━━━━━ DATASET RECORDS ━━━━━

PR #1981, opened 2024-10-09
Fail prediction on unhandled error

evilstreak:
If the runner fails to handle an error this gets bubbled up to the worker, which logs a warning and then merrily carries on. Errors bubbling up in this way include things like failing to upload a file, which should fail the prediction. Currently if a model fails to upload one or more files for the prediction, the prediction will still be marked as succeeded, but it won't have any files in the output.


erbridge (approved):

meatballhat (approved):
🥅

Issue #1963, opened 2024-09-20
`cog build --use-cog-base-image=false` fails on invalid wheel filename


josephhaaga:
Looks like `cog build --use-cog-base-image=false` fails with this particular combination of CUDA 12.3 and Python 3.11 due to:
- no r8.im base image to start from
- the `nvidia/cuda:12.3.2-cudnn9-devel-ubuntu22.04` base image being picky about wheel filenames

I suspect the generated wheel needs a filename that will pass [this regex](https://github.com/pypa/pip/blob/102d8187a1f5a4cd5de7a549fd8a9af34e89a54f/src/pip/_internal/models/wheel.py#L17-L22)

<details><summary>My machine</summary>
<p>

```zsh
$ cog --version
cog version 0.9.23 (built 2024-09-13T09:49:08Z)

$ neofetch
                    'c.          josephhaaga@computer
                 ,xNMM.          ---------------------
               .OMMMMo           OS: macOS 14.7 23H124 arm64
               OMMM0,            Host: MacBookPro18,2
     .;loddo:' loolloddol;.      Kernel: 23.6.0
   cKMMMMMMMMMMNWMMMMMMMMMM0:    Uptime: 1 day, 1 hour, 23 mins
 .KMMMMMMMMMMMMMMMMMMMMMMMWd.    Packages: 183 (brew)
 XMMMMMMMMMMMMMMMMMMMMMMMX.      Shell: zsh 5.9
;MMMMMMMMMMMMMMMMMMMMMMMM:       Resolution: 1728x1117
:MMMMMMMMMMMMMMMMMMMMMMMM:       DE: Aqua
.MMMMMMMMMMMMMMMMMMMMMMMMX.      WM: yabai
 kMMMMMMMMMMMMMMMMMMMMMMMMWd.    Terminal: tmux
 .XMMMMMMMMMMMMMMMMMMMMMMMMMMk   CPU: Apple M1 Max
  .XMMMMMMMMMMMMMMMMMMMMMMMMK.   GPU: Apple M1 Max
    kMMMMMMMMMMMMMMMMMMMMMMd     Memory: 2481MiB / 32768MiB
     ;KMMMMMMMWXXWMMMMMMMk.
       .cooc,.    .,coo:.
```

`Use Rosetta for x86_64/amd64 emulation on Apple Silicon` is **disabled**

</p>
</details> 

## details

There doesn't seem to be a CUDA 12.3 + Python 3.11 base image available
[...]

PR #1982, opened 2024-10-09
Catch cog.whl invalid filenames

8W9aG:
* Check if the cog wheel is an invalid filename from the point of view of pip install
* Change the filename to conform to a valid pip filename.

Fixes: https://github.com/replicate/cog/issues/1963

I believe this was some kind of regression in https://github.com/replicate/cog/pull/1873 however I am not entirely sure what. It's important to note that this does not occur on any development branches, I am quite sure this only occurs in release, but the mechanism as to how this occurs I am not entirely sure of. This in turn makes it hard to create a test case against and makes the code here defensive.

### DIFF
--- a/pkg/dockerfile/generator.go
+++ b/pkg/dockerfile/generator.go
@@ -11,6 +11,7 @@ import (
 	"time"
 
 	"github.com/replicate/cog/pkg/config"
+	"github.com/replicate/cog/pkg/global"
 	"github.com/replicate/cog/pkg/util/console"
 	"github.com/replicate/cog/pkg/util/slices"
 	"github.com/replicate/cog/pkg/util/version"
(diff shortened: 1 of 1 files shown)


nickstenning:
I'd honestly much rather we fix the place that's generating incorrect wheels. That shouldn't be the case either with a dev build or with released versions of cog, and we should fix it if it is.

nickstenning:
Ok, well that wasn't too hard. [This is the problem.](https://github.com/Homebrew/homebrew-core/blob/b1ecd61331fb78ea26ab34f9697185de85fe61a3/Formula/c/cog.rb#L29)

nickstenning:
I think we should probably aim to fix the Homebrew bottle build so it does the right thing rather than hack/patch it like this.

nickstenning:
https://github.com/Homebrew/homebrew-core/pull/193397/files

nickstenning:
This is now fixed:

```console
$ brew install cog
[...]
$ which cog
/opt/homebrew/bin/cog
$ strings $(which cog) | grep -Eo 'embed/.+.whl'
embed/cog-0.9.26-py3-none-any.whl
```

PR #1985, opened 2024-10-11
Support URLFile in the upload_file function

aron:
We would like `predict` functions to be able to return a remote URL rather than a local file on disk and have it behave like a file object. And when it is passed to the file uploader it will stream the file from the remote to the destination provided.

```py
    def predict(self, **kwargs) -> File:
        return URLFile("https://replicate.delivery/czjl/9MBNrffKcxoqY0iprW66NF8MZaNeH322a27yE0sjFGtKMXLnA/hello.webp")
```

This PR adds an additional check to the `upload_file()` handler to call `fh.seekable()` before attempting to seek. This allows instances of `io.IOBase` that do not support seek (like `URLFile`) to be uploaded.

We also add a `name` attribute to `URLFile`. This is used by the `upload_file` function to infer the file extension and mime type.

### DIFF
--- a/python/cog/types.py
+++ b/python/cog/types.py
@@ -104,6 +104,7 @@ class Secret(pydantic.SecretStr):
                 }
             )
             return json_schema
+
     else:
 
         @classmethod
@@ -223,6 +224,7 @@ class Path(pathlib.PosixPath):  # pylint: disable=abstract-method
             json_schema = handler(core_schema)
             json_schema.update(type="string", format="uri")
             return json_schema
+
     else:
 
         @classmethod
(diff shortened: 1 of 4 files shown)


python/cog/types.py
```diff
@@ -286,6 +288,7 @@ class URLFile(io.IOBase):
     __slots__ = ("__target__", "__url__")
 
     def __init__(self, url: str) -> None:
+        object.__setattr__(self, "name", os.path.basename(url))
```
nickstenning, line 291: Neat trick, but we should probably actually parse the URL here.

```python
In [9]: os.path.basename("http://google.com/florp.kpg?ga_id=abcd123#monkeys")
Out[9]: 'florp.kpg?ga_id=abcd123#monkeys'
```

nickstenning (commented):
Other than the filename extraction which doesn't really work for URLs in general, this LGTM.

nickstenning:
I think we need to limit this to `http/https/data` URLs for security reasons, as noted in #1987.

PR #1987, opened 2024-10-11
[async] Support URLFile in the upload_file function

aron:
We would like `predict` functions to be able to return a remote URL rather than a local file on disk and have it behave like a file object. And when it is passed to the file uploader it will stream the file from the remote to the destination provided.

```py
    def predict(self, **kwargs) -> File:
        return URLFile("https://replicate.delivery/czjl/9MBNrffKcxoqY0iprW66NF8MZaNeH322a27yE0sjFGtKMXLnA/hello.webp")
```

This PR modifies the URLFile class to use `urllib.request.openurl` instead of `requests` as the HTTP client for reading the file data.

The `urllib.response.addinfourl` interface conforms to the one used by `urllib3.response.HTTPResponse` so I don't think we have any gaps here, longer term we probably want to figure out a more reliable shim. But as this branch is mostly used for language models we're probably okay.

> [!NOTE]
> I've tested this locally by creating a function that returns a `FileURL()` pointing to a remote address and the file is uploaded successfully.

### DIFF
--- a/python/cog/server/clients.py
+++ b/python/cog/server/clients.py
@@ -1,4 +1,3 @@
-from functools import partial
 import base64
 import io
 import mimetypes
@@ -22,7 +21,7 @@ from fastapi.encoders import jsonable_encoder
 
 from .. import types
 from ..schema import PredictionResponse, Status, WebhookEvent
-from ..types import Path, URLFile
+from ..types import Path
 from .eventtypes import PredictionInput
 from .response_throttler import ResponseThrottler
 from .retry_transport import RetryTransport
--- a/python/cog/server/clients.py
+++ b/python/cog/server/clients.py
@@ -1,3 +1,4 @@
+from functools import partial
 import base64
 import io
 import mimetypes
@@ -21,7 +22,7 @@ from fastapi.encoders import jsonable_encoder
 
 from .. import types
 from ..schema import PredictionResponse, Status, WebhookEvent
-from ..types import Path
+from ..types import Path, URLFile
 from .eventtypes import PredictionInput
 from .response_throttler import ResponseThrottler
 from .retry_transport import RetryTransport
@@ -126,14 +127,10 @@ class ChunkFileReader:
         self.fh = fh
 
     async def __aiter__(self) -> AsyncIterator[bytes]:
-        self.fh.seek(0)
-        while True:
-            chunk = self.fh.read(1024 * 1024)
-            if isinstance(chunk, str):
-                chunk = chunk.encode("utf-8")
-            if not chunk:
-                log.info("finished reading file")
-                break
+        if self.fh.seekable():
+            self.fh.seek(0)
+
+        for chunk in iter(self.fh):
             yield chunk
 
 
@@ -288,7 +285,10 @@ class ClientManager:
             with obj.open("rb") as f:
                 return await self.upload_file(f, url=url, prediction_id=prediction_id)
         if isinstance(obj, io.IOBase):
-            return await self.upload_file(obj, url=url, prediction_id=prediction_id)
+            try:
+                return await self.upload_file(obj, url=url, prediction_id=prediction_id)
+            finally:
+                obj.close()
         return obj
 
     # inputs
--- a/python/cog/server/clients.py
+++ b/python/cog/server/clients.py
@@ -293,10 +293,8 @@ class ClientManager:
             with obj.open("rb") as f:
                 return await self.upload_file(f, url=url, prediction_id=prediction_id)
         if isinstance(obj, io.IOBase):
-            try:
+            with obj:
                 return await self.upload_file(obj, url=url, prediction_id=prediction_id)
-            finally:
-                obj.close()
         return obj
 
     # inputs
--- a/python/cog/server/clients.py
+++ b/python/cog/server/clients.py
@@ -131,9 +131,14 @@ class ChunkFileReader:
 
         while True:
             chunk = self.fh.read(1024 * 1024)
+
+            if isinstance(chunk, str):
+                chunk = chunk.encode("utf-8")
+
             if not chunk:
                 log.info("finished reading file")
                 break
+
             yield chunk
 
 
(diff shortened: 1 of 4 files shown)


python/cog/server/clients.py
```diff
@@ -126,11 +127,11 @@ def __init__(self, fh: io.IOBase) -> None:
...
 
     async def __aiter__(self) -> AsyncIterator[bytes]:
-        self.fh.seek(0)
+        if self.fh.seekable():
+            self.fh.seek(0)
+
         while True:
             chunk = self.fh.read(1024 * 1024)
-            if isinstance(chunk, str):
-                chunk = chunk.encode("utf-8")
```
aron, line 133: I'm unclear on why we do this...

python/cog/types.py
```diff
@@ -242,19 +236,25 @@ def __delattr__(self, name: str) -> None:
...
-            object.__setattr__(self, "__target__", resp.raw)
-            return resp.raw
+
+            # We create a streaming response here, much like the `requests`
+            # version in the main 0.9.x branch. The only concerning bit here
+            # is that the book keeping for closing the response needs to be
+            # handled elsewhere. There's probably a better design for this
+            # in the long term.
+            res = urllib.request.urlopen(url)
+            object.__setattr__(self, "__target__", res)
```
aron, line 255: This feels so much simpler than the requests version. What am I missing, why would we use `requests` here?

aron (commented):
Updated the code to use `urllib` instead of `requests` or `httpx`. The resulting `urllib.response.addinfourl` is a file-like object and works well with the design of URLFile.

python/cog/server/clients.py
aron: Tests fail, so apparently sometimes the `fh.read()` can return strings.

python/cog/server/clients.py
```diff
@@ -288,7 +285,10 @@ async def upload_files(
             with obj.open("rb") as f:
                 return await self.upload_file(f, url=url, prediction_id=prediction_id)
         if isinstance(obj, io.IOBase):
-            return await self.upload_file(obj, url=url, prediction_id=prediction_id)
+            try:
+                return await self.upload_file(obj, url=url, prediction_id=prediction_id)
+            finally:
+                obj.close()
```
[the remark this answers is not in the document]
nickstenning: Is there some reason this doesn't use `with` like the clause above it?

python/cog/types.py
```diff
@@ -195,22 +194,17 @@ def unlink(self, missing_ok: bool = False) -> None:
...
     object that is created lazily. It's a file-like object constructed from a
     URL that can survive pickling/unpickling.
-
-    This is the only place Cog uses requests
     """
 
     __slots__ = ("__target__", "__url__")
 
     def __init__(self, url: str) -> None:
+        object.__setattr__(self, "name", os.path.basename(url))
```
nickstenning, line 207: Ditto my comment on the other PR. This isn't quite enough work to extract a sensible name from a URL.

python/cog/types.py
```diff
@@ -242,19 +237,25 @@ def __delattr__(self, name: str) -> None:
...
         except AttributeError:
             url = object.__getattribute__(self, "__url__")
-            resp = requests.get(url, stream=True)
-            resp.raise_for_status()
-            resp.raw.decode_content = True
-            object.__setattr__(self, "__target__", resp.raw)
-            return resp.raw
+
+            # We create a streaming response here, much like the `requests`
+            # version in the main 0.9.x branch. The only concerning bit here
```
nickstenning, line 251: I think that's probably fine, especially if we guarantee that we read it in a `with fp:` elsewhere in the code. This is a fundamental limitation of `urlopen`, I think.

python/cog/server/clients.py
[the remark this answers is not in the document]
aron: Oooh is that what `__wrapped__` does? So that would look like this?

```py
with obj:
  return await self.upload_file(obj, url=url, prediction_id=prediction_id)
```

Nice!

python/cog/types.py
```diff
@@ -242,19 +237,25 @@ def __delattr__(self, name: str) -> None:
...
+            # is that the book keeping for closing the response needs to be
+            # handled elsewhere. There's probably a better design for this
+            # in the long term.
+            res = urllib.request.urlopen(url)  # noqa: S310
```
nickstenning, line 255: I think we need to pre-validate that this is an `http` or `https` URL. (Do we also support `data` URLs?)

Either way, we shouldn't allow this:

```
In [1]: len(urllib.request.urlopen("file:///etc/shadow").read())
Out[1]: 9050
```

python/tests/server/test_clients.py
```diff
@@ -1,12 +1,17 @@
...
 import tempfile
+from urllib.response import addinfourl
+from unittest import mock
 
 import cog
+import httpx
 import pytest
 from cog.server.clients import ClientManager
 
+pytest.mark.asyncio
```
nickstenning, line 13: Guessing this is a typo?

nickstenning (commented):
This mostly looks good, but I do think we're potentially giving ourselves a security headache if we don't constrain URL schemes.

python/cog/types.py
nickstenning: Hmmm, actually, thinking about this some more -- does this actually work? This doesn't spin off a background process to download the file, it blocks until the file is downloaded and stores the whole thing in memory.

aron: Can we chat about this sync? Is requests threaded by default?

aron: We discussed this in-person and this interface will do what we want. It looks like we can actually get something similar using httpx as well:

```py
with httpx.stream("GET", "https://example.com/") as response:
    raw_stream = response.extensions["network_stream"]
    print(raw_stream.read(2))
# b'\x1f\x8b'
```

https://github.com/encode/httpx/discussions/2296#discussioncomment-6827850

But for the moment we'll go with this simpler implementation and re-factor later.

PR #1990, opened 2024-10-14
Choices for Str not just list

tempusfrangit:
In the case of the Str (which translates to a StrEnum for choices) the explicit list isinstance check is incorrect. There are many cases where it would be valid to send an `Iterable` such as with `dict.keys()` returning a `dict_keys`. As we do not want to explictly cast to `list` type this commit results in a check of iterable type instead of list.


technillogue (approved):
LGTM

PR #1992, opened 2024-10-15
Increase test timeouts

8W9aG:
* Increase test timeouts to 20 minutes to allow for new tests focused around timeliness concepts
such as waiting for events.

This is a subset of https://github.com/replicate/cog/pull/1957/


meatballhat (approved):
🆙🕑

PR #1993, opened 2024-10-15
Separate BasePredictor and BaseInput from predictor

8W9aG:
* Currently these two classes live in predictor
* Separate them out into their own classes to allow for easier reasoning about the predictor code.

This is a subset of https://github.com/replicate/cog/pull/1957/.


technillogue (approved):
this seems like a pretty simple change that should be safe

PR #73, opened 2022-08-08
cran release 010

zkamvar:
This PR will be merged once tinkr is released on CRAN


zkamvar:
Got some feedback:

```
Please do not start the description with "This package", package name,
title or similar.

"Using foo:::f instead of foo::f allows access to unexported objects.
This is generally not recommended, as the semantics of unexported
objects may be changed by the package author in routine maintenance."
Please omit one colon.

You have examples for unexported functions. -> man/yarn.Rd
Please either omit these examples or export these functions.

Please choose a more meaningful vignette title and not "Untitled".

Please ensure that your functions do not write by default or in your
examples/vignettes/tests in the user's home filespace (including the
package directory and getwd()). This is not allowed by CRAN policies.
Please omit any default path in writing functions.
In your examples/vignettes/tests you can write to tempdir().

Please fix and resubmit.
```

A lot of this is not relevant to {tinkr} (e.g description and vignette) and I have no clue why they got inserted, but some of this is (using non-exported functions in help documentation to document those functions), but it oddly points to the wrong documentation file. 

I think the tests point is legit, though, so I'll have a looksee.

zkamvar:
Here is an example of a test file that does not follow the normal tempfile conventions: https://github.com/ropensci/tinkr/blob/d9330012ad93f44517eb4f93ee62c03f5de94a3c/tests/testthat/test-to_md.R#L25-L27

zkamvar:
Response from CRAN: 

```
Thanks,

 > Please do not start the
    description with "This package", package name, title
    or similar.

Your description starts with:
     "Casts '(R)Markdown' files to 'XML' and back to..."
Which is essentially your title.

 >Please choose a more meaningful vignette title and
   not "Untitled".

While you don't have an untitled vignette, there are a lot of .Rmd files
in your /inst and /test directories which seem to be unnecessary. Please
check if you really need them all or if some of them can be omitted.

Please fix and resubmit.
```

zkamvar:
Note: I'm going to merge this because, while it is _not_ complete, I got the following comment from Uwe:

```
Thanks, we see:

   Found the following (possibly) invalid URLs:
     URL:
https://github.com/ropensci/tinkr/blob/main/inst/stylesheets/xml2md_gfm.xsl
       From: inst/doc/tinkr.html
             README.md
       Status: 404
       Message: Not Found

Please fix and resubmit.
```


And of course this URL will be valid once it is merged into main. So I'm going
to decrement the version number, merge, change back to this branch, and increment
the version number again and submit.

PR #76, opened 2022-09-15
feat: protect_curly()

### LINKED ISSUE #75: Protect text inside curly braces?
In text such as

```
# Preface {.unnumbered}
```

it might be nice if the curly braces ended up in a special tag.

But we'd be limited by commonmark @zkamvar? :thinking:

maelle:
Fix #75

I'll be happy to learn while working on this PR :smile_cat:


R/asis-nodes.R
```diff
@@ -320,3 +320,57 @@ protect_footnotes <- function(body, ns = md_ns()) {
   copy_xml(body)
 }
 #nocov end
+# CURLY ------------------
+find_curly <- function(body, ns) {
+   i <- ".//md:text[not(@asis) and contains(text(), '{')]"
+   xml2::xml_find_all(body, i, ns = ns)
+}
+
+fix_curly <- function(curly) {
```
maelle, line 329: clearly my regex level is not on par with this file :sweat_smile:

R/asis-nodes.R
```diff
@@ -320,3 +320,57 @@ protect_footnotes <- function(body, ns = md_ns()) {
...
+  char <- as.character(curly)
+  curlies <- regmatches(char, regexpr("\\{.*?\\}", char))
+  for (curl in curlies) {
+    char <- sub(
+      curl,
+      sprintf("</text><text asis='true' curly='true'>%s</text><text>", curl),
```
maelle, line 335: I also added the curly attribute because it might be useful to differentiate the asis node -- is that a bad idea?

tests/testthat/test-asis-nodes.R
```diff
@@ -78,3 +78,8 @@ test_that("documents with no math do no harm", {
   expect_equal(as.character(x), x1)
 })
 
+test_that("mal-formed inline math throws an informative error", {
```
zkamvar, line 81:
```suggestion
test_that("things inside curly braces get protected", {
```

R/asis-nodes.R
zkamvar: I call BS on this comment! I have never known how to work with the regmatches and gregexpr functions and I commend your ability to do this!

R/asis-nodes.R
zkamvar: Nope! I think it's in line with what we want to do. In fact, I don't think we need the `asis` node here because we do not necessarily need to protect things inside curlies, unless there is something I am missing.

inst/extdata/basic-curly.md
```diff
@@ -0,0 +1,9 @@
+---
+title: basic curly
+---
+
+# preface {#pre-face .unnumbered}
+
+hello
+
+I like {xml2} but of course {tinkr} is even cooler!
```
zkamvar, line 9: One of the difficulties with this approach is that it will also capture and ignore image alt text, which _should_ be sent to the API, whereas the other attributes should be left untouched. 

```suggestion
I like {xml2} but of course {tinkr} is even cooler!

Images that use pandoc style will have curlies with content that should be translated and should be protected.

![a pretty kitten](https://placekitten.com/200/300){#kitteh alt='a picture of a kitten'}

```

R/asis-nodes.R
```diff
@@ -320,3 +320,57 @@ protect_footnotes <- function(body, ns = md_ns()) {
...
+  }
+  make_text_nodes(char)
+}
+
+#' Protect curly elements for further processing
+#'
+#' @inheritParams protect_math
+#' @return a copy of the modified XML object
+#' @details Commonmark will render text such as `{.unnumbered}`
+#' (Quarto option) or
```
zkamvar, line 348:
```suggestion
#' (Pandoc/Quarto option) or
```

zkamvar (commented):
This looks good! It works as it says on the tin and will catch most of the cases. I'm also thinking that this could be generalised into a function that can take a generic opening pattern and closing pattern to give a specific label so that people can extend it for their own purposes. 


There are a couple of cases where the solution at this stage would produce undesired results:

1. If attributes are split across lines, it will only find the first line:
   ```
   [a span with attributes]{.span-with-attributes 
   style='color: red;'}
   ```
   The solution is to search one of the following siblings of the nodes for a closing brace [as I've done in pegboard](https://github.com/carpentries/pegboard/blob/a8db02ab037f2ffeab6e13cc3b662ea8c42822ad/R/get_images.R#L66-L97).
2. Images with alt text will be captured
   ```
   ![caption](img.png){alt='alternative text for the image'}
   ```
   I'm not sure what the solution to this might be, but I suspect we would need to extract this alt text and put it in an attribute. 
   
I'd be happy to try my hand at this, but I'm also happy to merge this as an "in progress" feature before I make an update to CRAN in a couple of months.

NAMESPACE
```diff
@@ -2,6 +2,7 @@
 
 export(find_between)
 export(md_ns)
+export(protect_curly)
```
maelle, line 5: I opened an issue regarding the generalization #77

R/attr-nodes.R
```diff
@@ -0,0 +1,83 @@
+# CURLY ------------------
```
maelle, line 1: I wasn't sure how to name this file.

R/attr-nodes.R
```diff
@@ -0,0 +1,83 @@
...
+  no_closing <- !grepl("[}]", attr_texts)
+  if (any(no_closing)) {
+    close_xpath <- "self::*/following-sibling::md:text[contains(text(), '}')]"
+    for (not_closed in curlies[no_closing]) {
+      closing <- xml2::xml_find_all(
+        not_closed,
+        glue::glue("./{close_xpath}"),
+        ns
+      )
+      xml2::xml_text(not_closed) <- paste(
```
maelle, line 16: should I add a test for the md -> xml + protect_curly() -> md round? If so is there an example?

R/asis-nodes.R
maelle: I can't even remember how I got it to work tbh :joy_cat:

R/attr-nodes.R
zkamvar: Yes, we should absolutely test this to make sure nothing on the xslt side suddenly changes. I think the easiest way to do this would be to use a file in a temporary directory and check the snapshot of the file:

https://github.com/ropensci/tinkr/blob/a577e9b4f3b94bcf09ead5c77ed49373a31db5d6/tests/testthat/test-class-yarn.R#L53-L63

Also, this is a clever solution 🤩! I had not thought about smashing together text into a text node separated by a newline like this! I always made them separate text nodes, but this solution solves so many problems.

inst/extdata/basic-curly.md
```diff
@@ -0,0 +1,19 @@
...
+
+Images that use pandoc style will have curlies with content that should be translated and should be protected.
+
+![a pretty kitten](https://placekitten.com/200/300){#kitteh alt='a picture of a kitten'}
+
+![a pretty puppy](https://placedog.net/200/300){#dog alt="a picture
```
zkamvar, line 15: 🐶

tests/testthat/_snaps/attr-nodes.md
```diff
@@ -0,0 +1,53 @@
...
+        <paragraph>
+          <image destination="https://placedog.net/200/300" title="">
+            <text xml:space="preserve">a pretty puppy</text>
+          </image>
+          <text xml:space="preserve"/>
+          <text curly="true" alt="a picture of a dog">{#dog alt="a picture
+      of a dog"}</text>
+          <text/>
+          <softbreak/>
+        </paragraph>
```
zkamvar, line 44: I think this softbreak was originally between the text nodes, but I think it's benign

R/attr-nodes.R
zkamvar: Considering how inconsistently I was at naming `asis-nodes` and other files, this fits in with the general aesthetic 😅

NEWS.md
```diff
@@ -1,3 +1,7 @@
+# tinkr (development version)
+
+* New `protect_curly()` function.
```
zkamvar, line 3:
```suggestion
* New `protect_curly()` function will add a `curly='true'` attribute to text wrapped in curly braces ('{', '}') to allow parsing of the XML for sending to external APIs. This function will also parse alt text and place it in an attribute.
* New `$protect_curly()` method implements `protect_curly()` on yarn objects
```

zkamvar (commented):
YES! Thank you for the quick changes. The only thing left is the tests!

inst/extdata/basic-curly.md
```diff
@@ -0,0 +1,19 @@
+---
+title: basic curly
```
maelle, line 2: why is YAML added when there was originally no YAML? is this expected?

tests/testthat/_snaps/attr-nodes/yarn.md
```diff
@@ -0,0 +1,23 @@
...
+
+hello
+
+I like {xml2} but of course {tinkr} is even cooler!
+
+Images that use pandoc style will have curlies with content that should be translated and should be protected.
+
+![a pretty kitten](https://placekitten.com/200/300){#kitteh alt='a picture of a kitten'}
+
+![a pretty puppy](https://placedog.net/200/300){#dog alt="a picture
```
maelle, line 15: missing space at the end.

tests/testthat/_snaps/attr-nodes/yarn.md
```diff
@@ -0,0 +1,23 @@
...
+of a dog"}
+
+
+\[a span with attributes\]{.span-with-attributes
```
maelle, line 19: is this escaping expected?

R/attr-nodes.R
maelle: I was not sure whether it was a clever or lazy solution to be honest :joy:

tests/testthat/_snaps/attr-nodes/yarn.Rmd
```diff
@@ -0,0 +1,30 @@
...
+
+![a pretty kitten](https://placekitten.com/200/300){#kitteh alt='a picture of a kitten'}
+
+![a pretty puppy](https://placedog.net/200/300){#dog alt="a picture
+of a dog"}
+
+
+\[a span with attributes\]{.span-with-attributes
+style='color: red;'}
+
```
maelle, line 28: why so many new lines

zkamvar: I believe it's because of the `<softbreak>`: https://github.com/ropensci/tinkr/pull/76/files/3e133e5f6e6b35befef6d8fad20df6d87f8ad549?w=0#r973214227. I guess I was wrong in calling it benign -_-

tests/testthat/_snaps/attr-nodes/yarn.md
zkamvar: Unfortunately, yes: https://github.com/r-lib/commonmark/issues/20 

I'm going to try to implement this today. It should be a matter of backtracking and finding the square braces that were not escaped in the original document and then tagging them with 'asis' tags.

zkamvar (approved):
I'm happy to merge this for now given the current limitations and then work on fixing the unescaped square braces.

maelle:
So I'll let you finish this PR? Alternatively I can work on it again later this week. Thank you!!

zkamvar:
I've opened #78 to fix the unescaped braces issue, and I think the extra space is a minor issue that we can fix before the CRAN release, so I'm going to merge this.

━━━━━

§ WORK ORDER
All lines above that include the word "URLFile" must be copied into the answer.

§ EXERCISE SOLUTION
Support URLFile in the upload_file function
        return URLFile("https://replicate.delivery/czjl/9MBNrffKcxoqY0iprW66NF8MZaNeH322a27yE0sjFGtKMXLnA/hello.webp")
This PR adds an additional check to the `upload_file()` handler to call `fh.seekable()` before attempting to seek. This allows instances of `io.IOBase` that do not support seek (like `URLFile`) to be uploaded.
We also add a `name` attribute to `URLFile`. This is used by the `upload_file` function to infer the file extension and mime type.
@@ -286,6 +288,7 @@ class URLFile(io.IOBase):
[async] Support URLFile in the upload_file function
        return URLFile("https://replicate.delivery/czjl/9MBNrffKcxoqY0iprW66NF8MZaNeH322a27yE0sjFGtKMXLnA/hello.webp")
This PR modifies the URLFile class to use `urllib.request.openurl` instead of `requests` as the HTTP client for reading the file data.
-from ..types import Path, URLFile
+from ..types import Path, URLFile
Updated the code to use `urllib` instead of `requests` or `httpx`. The resulting `urllib.response.addinfourl` is a file-like object and works well with the design of URLFile.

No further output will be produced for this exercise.